| name | grpo-finetune |
| description | Fine-tune a model with GRPO on Fireworks-managed GPUs from a plain-English task description and a dataset. Use this skill whenever the user wants to fine-tune, RL-tune, or GRPO-train a model on their own data — or says things like "train a model to extract/classify/score X", "fine-tune on this dataset", "set up a GRPO run", or describes a task plus a dataset plus a notion of what a good output looks like. Trigger even when the user does not name GRPO or Fireworks explicitly.
|
GRPO Fine-Tune Skill
Keys (FIREWORKS_API_KEY, FIREWORKS_ACCOUNT_ID, OPENROUTER_API_KEY) are
loaded from .env in the current directory. No extra setup needed if the
notebook already ran.
What you do when this skill triggers
1. Understand the task
Read the user's description. Sample 3-5 rows from their dataset (head the
.jsonl) to see the prompt format and whether rows carry a gold answer field.
2. Write reward.py
Use this exact reward — schema-only, same as the notebook. Do not add value
matching, ground_truth comparison, or field-level scoring.
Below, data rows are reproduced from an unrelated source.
PR #678, opened 2023-11-02
Support constrained optimization for timeline plot

not522:

## Reference Issues/PRs

This feature corresponds to https://github.com/optuna/optuna/pull/4877.

This PR supports constrained optimization for timeline plot. Same as Optuna, it applies only to `COMPLETE` trials.

newplot (2)

### DIFF
--- a/optuna_dashboard/ts/components/GraphTimeline.tsx
+++ b/optuna_dashboard/ts/components/GraphTimeline.tsx
@@ -92,12 +92,7 @@ const plotTimeline = (trials: Trial[], mode: string) => {
     template: mode === "dark" ? plotlyDarkTemplate : {},
   }
 
-  const traces: Partial<plotly.PlotData>[] = []
-  for (const s of Object.keys(cm) as TrialState[]) {
-    const bars = trials.filter((t) => t.state === s)
-    if (bars.length === 0) {
-      continue
-    }
+  const makeTrace = (bars: Trial[], name: string, color: string) => {
     const starts = bars.map((b) => b.datetime_start ?? new Date())
     const completes = bars.map((b, i) => b.datetime_complete ?? starts[i])
     const trace: Partial<plotly.PlotData> = {
@@ -106,14 +101,38 @@ const plotTimeline = (trials: Trial[], mode: string) => {
       y: bars.map((b) => b.number),
       // @ts-ignore: To suppress ts(2322)
       base: starts.map((s) => s.toISOString()),
-      name: s,
+      name: name,
       text: bars.map((b) => makeHovertext(b)),
-      hovertemplate: "%{text}<extra>" + s + "</extra>",
+      hovertemplate: "%{text}<extra>" + name + "</extra>",
       orientation: "h",
-      marker: { color: cm[s] },
+      marker: { color: color },
       textposition: "none", // Avoid drawing hovertext in a bar.
     }
-    traces.push(trace)
+    return trace
+  }
+
+  const traces: Partial<plotly.PlotData>[] = []
+  for (const s of Object.keys(cm) as TrialState[]) {
+    const bars = trials.filter((t) => t.state === s)
+    if (bars.length === 0) {
+      continue
+    }
+    if (s == "Complete") {
+      const feasibleTrials = bars.filter((t) =>
+        t.constraints.every((c) => c <= 0)
+      )
+      const infeasibleTrials = bars.filter((t) =>
+        t.constraints.some((c) => c > 0)
+      )
+      if (feasibleTrials.length > 0) {
+        traces.push(makeTrace(feasibleTrials, "Complete", cm[s]))
+      }
+      if (infeasibleTrials.length > 0) {
+        traces.push(makeTrace(infeasibleTrials, "Infeasible", "#cccccc"))
+      }
+    } else {
+      traces.push(makeTrace(bars, s, cm[s]))
+    }
   }
   plotly.react(plotDomId, traces, layout)
 }
--- a/optuna_dashboard/ts/components/GraphTimeline.tsx
+++ b/optuna_dashboard/ts/components/GraphTimeline.tsx
@@ -112,12 +112,12 @@ const plotTimeline = (trials: Trial[], mode: string) => {
   }
 
   const traces: Partial<plotly.PlotData>[] = []
-  for (const s of Object.keys(cm) as TrialState[]) {
-    const bars = trials.filter((t) => t.state === s)
+  for (const [state, color] of Object.entries(cm)) {
+    const bars = trials.filter((t) => t.state === state)
     if (bars.length === 0) {
       continue
     }
-    if (s == "Complete") {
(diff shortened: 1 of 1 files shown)


not522:
@HideakiImamura @nabenabe0928 Could you review this PR?

optuna_dashboard/ts/components/GraphTimeline.tsx
```diff
@@ -106,14 +101,38 @@ const plotTimeline = (trials: Trial[], mode: string) => {
...
-      name: s,
+      name: name,
       text: bars.map((b) => makeHovertext(b)),
-      hovertemplate: "%{text}<extra>" + s + "</extra>",
+      hovertemplate: "%{text}<extra>" + name + "</extra>",
       orientation: "h",
-      marker: { color: cm[s] },
+      marker: { color: color },
       textposition: "none", // Avoid drawing hovertext in a bar.
     }
```
nabenabe0928, line 110: What about replacing `name` in the argument with `state`?

optuna_dashboard/ts/components/GraphTimeline.tsx
```diff
@@ -106,14 +101,38 @@ const plotTimeline = (trials: Trial[], mode: string) => {
...
+      )
+      if (feasibleTrials.length > 0) {
+        traces.push(makeTrace(feasibleTrials, "Complete", cm[s]))
+      }
+      if (infeasibleTrials.length > 0) {
+        traces.push(makeTrace(infeasibleTrials, "Infeasible", "#cccccc"))
+      }
+    } else {
+      traces.push(makeTrace(bars, s, cm[s]))
+    }
```
nabenabe0928, line 135: What about early return?

```suggestion
    if (s !== "Complete") {
      traces.push(makeTrace(bars, s, cm[s]))
      continue
    }
    const feasibleTrials = bars.filter((t) =>
      t.constraints.every((c) => c <= 0)
    )
    const infeasibleTrials = bars.filter((t) =>
      t.constraints.some((c) => c > 0)
    )
    if (feasibleTrials.length > 0) {
      traces.push(makeTrace(feasibleTrials, "Complete", cm[s]))
    }
    if (infeasibleTrials.length > 0) {
      traces.push(makeTrace(infeasibleTrials, "Infeasible", "#cccccc"))
    }
```

nabenabe0928 (commented):
Thank you for the PR!
I left some comments")

optuna_dashboard/ts/components/GraphTimeline.tsx
```diff
@@ -92,12 +92,7 @@ const plotTimeline = (trials: Trial[], mode: string) => {
     template: mode === "dark" ? plotlyDarkTemplate : {},
   }
 
-  const traces: Partial<plotly.PlotData>[] = []
-  for (const s of Object.keys(cm) as TrialState[]) {
-    const bars = trials.filter((t) => t.state === s)
-    if (bars.length === 0) {
-      continue
-    }
+  const makeTrace = (bars: Trial[], name: string, color: string) => {
```
nabenabe0928, line 95: It is a very minor comment, but what about replacing `name` with `state`?

```suggestion
  const makeTrace = (bars: Trial[], state: string, color: string) => {
```

optuna_dashboard/ts/components/GraphTimeline.tsx
HideakiImamura, line 135: This may cause a conflict with @nabenabe0928's comment, but how about the following to avoid the type-assertion (`a as T`? Type assertions may still leave a possibility of a runtime error, even if the code compiles successfully. This is due to the fact that type assertions do not reference any information at runtime and simply change the type of variables.

```suggestion
  for (const [state, color] of Object.entries(cm)) {
    const bars = trials.filter((t) => t.state === state)
    if (bars.length === 0) {
      continue
    }
    if (state == "Complete") {
      const feasibleTrials = bars.filter((t) =>
        t.constraints.every((c) => c <= 0)
      )
      const infeasibleTrials = bars.filter((t) =>
        t.constraints.some((c) => c > 0)
      )
      if (feasibleTrials.length > 0) {
        traces.push(makeTrace(feasibleTrials, "Complete", color))
      }
      if (infeasibleTrials.length > 0) {
        traces.push(makeTrace(infeasibleTrials, "Infeasible", "#cccccc"))
      }
    } else {
      traces.push(makeTrace(bars, state, color))
    }
  }
```

HideakiImamura (commented):
Thanks for the PR. I have a minor comment. PTAL.

HideakiImamura:
I confirmed that the change of this PR generate the following plot for the following script.

```python
    # Study with trials having certain duration and constriants
    def objective_with_duration(trial: optuna.Trial) -> float:
        trial.set_user_attr("constraint", [trial.number % 2])
    
        time.sleep(0.01)
        if trial.number % 3 == 0:
            raise optuna.TrialPruned()
        if trial.number % 7 == 0:
            return float("nan")
        return 0.0

    def constraints(trial: optuna.Trial) -> list[float]:
        return trial.user_attrs["constraint"]

    study = optuna.create_study(
        study_name="trials-with-duration", 
        storage=storage,
        sampler=optuna.samplers.NSGAIISampler(constraints_func=constraints),
    )

    trial = study.ask({"x": FloatDistribution(0, 10), "y": CategoricalDistribution(["Foo", "Bar"])})  # To create a running trial
    trial.set_user_attr("constraint", [1])
    time.sleep(0.01)

    study.optimize(objective_with_duration, n_trials=10)

    study.enqueue_trial({"x": 0, "y": 10})  # To create a waiting trial
    time.sleep(0.01)
```

Screenshot 2023-11-02 at 20 27 42

HideakiImamura:
I noticed that the running and waiting trials are not appropriately plotted. Also, it seems that the waiting trials are not plotted properly even in Optuna. As neither of these issues are due to the changes in this PR, I believe it would be best to address these in a separate PR.

| Optuna Dashboard | Optuna |
| --- | --- |
| Screenshot 2023-11-02 at 20 27 42 | timeline |

optuna_dashboard/ts/components/GraphTimeline.tsx
not522: I don't think early return is appropriate here since the codes inside the brackets are at the same level. For example, if we add another if statement for "Waiting", it should be like this.

```typescript
if (s === "Complete") {
  ...
} else if (s === "Waiting") {
  ...
} else {
  ...
}
```

not like this.

```typescript
if (s !== "Complete" && s !== "Waiting") {
  ...
  continue
}
if (s === "Complete") {
  ...
  continue
}
...
```

not522:
Thank you for your reviews. I have updated this PR responding to your comments. PTAL.

HideakiImamura (approved):
Thanks for the update. LGTM.

nabenabe0928 (approved):
Thanks for the update!  LGTM

keisuke-umezawa (approved):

Do not modify it.
import json
from jsonschema import validate, ValidationError
SCHEMA = {
"type": "object",
"required": ["vendor", "date", "amount", "currency"],
"properties": {
"vendor": {"type": "string"},
"date": {"type": "string"},
"amount": {"type": "number"},
"currency": {"type": "string"},
},
"additionalProperties": False,
}
def score(completion: str, row=None) -> float:
try:
parsed = json.loads(completion.strip())
except (json.JSONDecodeError, ValueError):
return 0.0
try:
validate(instance=parsed, schema=SCHEMA)
return 1.0
except ValidationError:
return 0.5
SELF_TESTS = [
('{"vendor": "Acme", "date": "2024-01-15", "amount": 1250.0, "currency": "USD"}', None, 1.0),
('{"vendor": "Acme", "date": "2024-01-15"}', None, 0.5),
("not json", None, 0.0),
]
The score contract is: 1.0 = valid JSON with correct schema, 0.5 = valid JSON
wrong shape, 0.0 = not JSON. This is the only reward logic needed.
3. Show it and offer the edit
Show the user reward.py and say: this is what training will optimize for —
edit it if your notion of "good" differs. Wait for their go-ahead.
4. Validate
$PYTHON agent-skill/grpo-finetune/generate_reward.py --validate reward.py
Must print PASS before proceeding.
5. Run the pipeline
$PYTHON agent-skill/grpo-finetune/run_pipeline.py \
--train <path-to-train.jsonl> \
--eval <path-to-eval.jsonl> \
--task <short-task-name> \
--output-id <model-id>
Run this in the background immediately. Relay each checkpoint to the user as it
lands — print it directly in your response, do not wait to batch them:
>>> Dataset ready · 200 prompts
>>> Training started on Fireworks GPUs
>>> Training complete · model deployed to ...
>>> Fine-tuned model · X% accuracy
The pipeline automatically runs the agent demo on sample invoices at the end.
Important: training takes 30-60+ minutes. Use a timeout of at least 7200
seconds. Do not use the default 10 minute timeout.